The CIPCTLDF option on the PROC UNIVARIATE statement produces distribution-free confidence intervals for the 1st, 5th, 10th, 25th, 50th, 75th, 90th, 95th, and 99th percentiles as shown in the following example:
/* CI for standard percentiles: 1, 5, 10, 25, 50, 75, 90, 95, 99 */ ods select Quantiles; proc univariate data=Sashelp.Cars cipctldf; var MPG_City; run;
However, prior to the 12.1 releaase of the analytics procedures, there was not an easy way to obtain confidence intervals for arbitrary percentiles. (Recall that you can specify by nonstandard percentiles by using the PCTLPTS= option on the OUTPUT statement.)
I am happy to report that the OUTPUT statement in the UNIVARIATE procedure now supports the CIPCTLDF= option, which you can use as follows:
proc univariate data=sashelp.cars noprint; var MPG_City; output out=pctl pctlpts=2.5 20 80 97.5 pctlpre=p cipctldf=(lowerpre=LCL upperpre=UCL); /* 12.1 options (SAS 9.3m2) */ run; proc print noobs; run;
The CIPCTLDF= option computes distribution-free confidence intervals for the percentiles that are specified on the PCTLPTS= option. The LOWERPRE= option specifies the prefix to use for lower confidence limits; the UPPERPRE= option specifies the prefix to use for upper confidence limits.

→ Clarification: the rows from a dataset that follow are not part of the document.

Issue #3, opened 2018-11-24
draw-tools does't work on touch


johnd0e:
There are 2 ways to fix it:

1. As suggested in https://github.com/iitc-project/ingress-intel-total-conversion/issues/1142, leaflet.draw should be updated.
And related fix: https://github.com/iitc-project/ingress-intel-total-conversion/pull/1244 (fix earth radius to same value used in leaflet and S2).
More recents work on both issues is seen here: https://github.com/McBen/ingress-intel-total-conversion

2. There is alternative fix: https://github.com/iitc-project/ingress-intel-total-conversion/pull/1261 (Touch events default passive to false).
You can test it here: https://play.google.com/store/apps/details?id=com.cradle.iitc_mobile

johnd0e:
I see this issue is fixed now, thanks!

But icons at draw panel seem blurry.

johnd0e:
>Leaflet 1.3.0, leaflet.draw 1.0, ...

Related fix: https://github.com/McBen/ingress-intel-total-conversion/commit/35ed971c75030ec0e40344eb003fa34bac9d2f78 (included in #10)

johnd0e:
Perhaps https://github.com/McBen/ingress-intel-total-conversion/commit/1158ade0aed0ef2dd36114a7014e5fa9e75defe6 + https://github.com/McBen/ingress-intel-total-conversion/commit/a3d34cecc01b505051921c9974faf971aaf1f9f6 should be applied too.

PR #8, opened 2018-12-04
fix some plugins to comply with updated leaflet (otherwise it become really hard to click at portal)

### LINKED ISSUE #7: Portal Names plugin problem (after recent update)
After I've enabled the plugin I am unable to click at portal.

Apk from market does not have this issue, so I suppose it is caused by the very recent update, probably related to 68cf49f90b75673380167c59b24dd3cfd2aabee3.

johnd0e:
belongs to #3, fixes #7


johnd0e:
Also I found occurrences of [outdated](https://github.com/Leaflet/Leaflet/pull/2838) property `clickable` in these files:

code\artifact.js (in comment)
code\ornaments.js (in comment)

external\Control.MiniMap.js
external\leaflet.draw-src.js
external\oms.min.js

plugins\layer-count.user.js
plugins\layer-farms-find.user.js
plugins\zaprange.user.js

Perhaps, all these also need to be fixed.

PR #14, opened 2018-12-07
layer-count fix: was accessing a private class property

### LINKED ISSUE #11: layer-count doesn't work after update
I suppose it fails after leaflet update: 68cf49f90b75673380167c59b24dd3cfd2aabee3 (though unchecked).

johnd0e:
This fixes #11.
(from https://github.com/McBen/ingress-intel-total-conversion/commit/8668bc0f335aa377bd5414c2248e738f02c4385c)

### DIFF
--- a/plugins/layer-count.user.js
+++ b/plugins/layer-count.user.js
@@ -33,7 +33,6 @@ plugin.layerCount.onBtnClick = function(ev) {
 		map.off("click", plugin.layerCount.calculate);
 		btn.classList.remove("active");
 	} else {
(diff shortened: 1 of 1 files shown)


johnd0e:
I think the similar fix should also be applied to line 116, just for consistency (though there is no error there currently).

modos189:
> I think the similar fix should also be applied to line 116, just for consistency (though there is no error there currently).

Yes

johnd0e:
> Yes

Just fixed that too

PR #29, opened 2018-12-18
Mobileinfo fix

johnd0e:
Here are two fixes for mobile status line.


modos189:
> Or may be we should tell user that info is requested

If the download takes longer (for example) 500ms

Issue #30, opened 2018-12-18
Portal taphold does not work in canvas mode


johnd0e:
https://github.com/IITC-CE/ingress-intel-total-conversion/blob/df0564f5b97c015446cb7d9bcd1b0b61162e4cfb/code/smartphone.js#L160-L173

In canvas mode `_container` property does not exist.

johnd0e:
I am not sure how exactly it should be fixed, but I suppose that portal marker should support [contextmenu](https://leafletjs.com/reference-1.3.4.html#circlemarker-contextmenu) event.

johnd0e:
This works (replace all the code):
```
  window.addHook('portalAdded', function(data) {
    data.portal.on('contextmenu', function(e) {
      window.renderPortalDetails(e.target.options.guid);
      window.show('info');
    });
  });
```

If your data are normally distributed, you can use the CIPCTLNORMAL= option on the OUTPUT statement to compute confidence limits. However, if your data are not normally distributed, the CIPCTLNORMAL= option might produce inaccurate results. For example, on the MPG_City data, which is highly skewed, the confidence intervals for large percentiles (like the 99th percentile) do not contain the corresponding point estimate. For this reason, I prefer the distribution-free intervals for most analyses.